MATERIAL FOR THE TASK START

Issue #117, opened 2021-05-25
IDE Helpers Prototype


Wulfheart:
### Problem
Given the following action:

```php
class SendTeamReportEmail
{
    use AsAction;

    public function handle(Team $team, bool $fullReport): void
    {
        // ...
    }
}
```

When I'm trying to e.g. dispatch a job via `SendTeamReportEmail::dispatch()` I don't get method signature.

![image](https://user-images.githubusercontent.com/25671390/119563404-c9eef180-bda7-11eb-98a9-578e2d04d346.png)

Therefore I wrote a package which analyzes all actions in a project and creates an ide-helper file like https://github.com/barryvdh/laravel-ide-helper. 

### Installation

```
composer require --dev wulfheart/laravel-actions-ide-helper
```

### Usage
```
php artisan ide-helper:actions
```

### Result

![image](https://user-images.githubusercontent.com/25671390/119564155-c0b25480-bda8-11eb-8bab-e3cf5a58fdd1.png)

### Limitations

It is just a prototype. Therefore the package currently has some limitations.

#### Ignoring the decorator functions

```php
class SendTeamReportEmail
{
    use AsAction;

    public function handle(Team $team, bool $fullReport): void
    {
        // Prepare report and send it to all $team->users.
    }

    public function asJob(Team $team): void
    {
        $this->handle($team, true);
    }
}
```

If I understand the inner workings of Laravel Actions correctly this action has now some other parameters applied if it is dispatched as Job. Currently it assumes the parameters of the `handle` function. I will have to fix this.

#### No default value

If a parameter has default value (e.g. `bool $fullReport = true`)  the default value doesn't get recognized. This will get fixed later.

### Opinion
@lorisleiva What is your opinion on this? Do you think this could be an addition to Laravel Actions or a separate package to improve the developer experience?

Wulfheart:
Update:
The package now supports autocompletion for some decorator functions in an action.

![image](https://user-images.githubusercontent.com/25671390/119736051-78b13180-be7d-11eb-9fe6-d06b2b5d5b04.png)

Furthermore are the different decorators in an action recognized and the parameters of the accessor funtions like `makeJob()` are set properly.
Default types are working now.

lorisleiva:
Hey Alex 👋 

I really like this! I currently fix this for the `run` method manually by adding a `@method` docblock on the class itself that reflects the `handle` method parameters and return type.

Having something that generates it for me for all methods supported by Laravel Actions is really great!

[...]

PR #339, opened 2026-03-29
IDE helper as first party feature

adrum:
I would like to make this a first party feature. [I will maintain it.](https://github.com/lorisleiva/laravel-actions/issues/117#issuecomment-1890907488) It currently is just a straight transfer of [the original repo](https://github.com/Wulfheart/laravel-actions-ide-helper/) with updated namespace.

MATERIAL FOR THE TASK END

> ABOUT THIS TASK: Within the lines above, find those holding the word "value" and copy them.

> EXPECTED ANSWER:
#### No default value
If a parameter has default value (e.g. `bool $fullReport = true`)  the default value doesn't get recognized. This will get fixed later.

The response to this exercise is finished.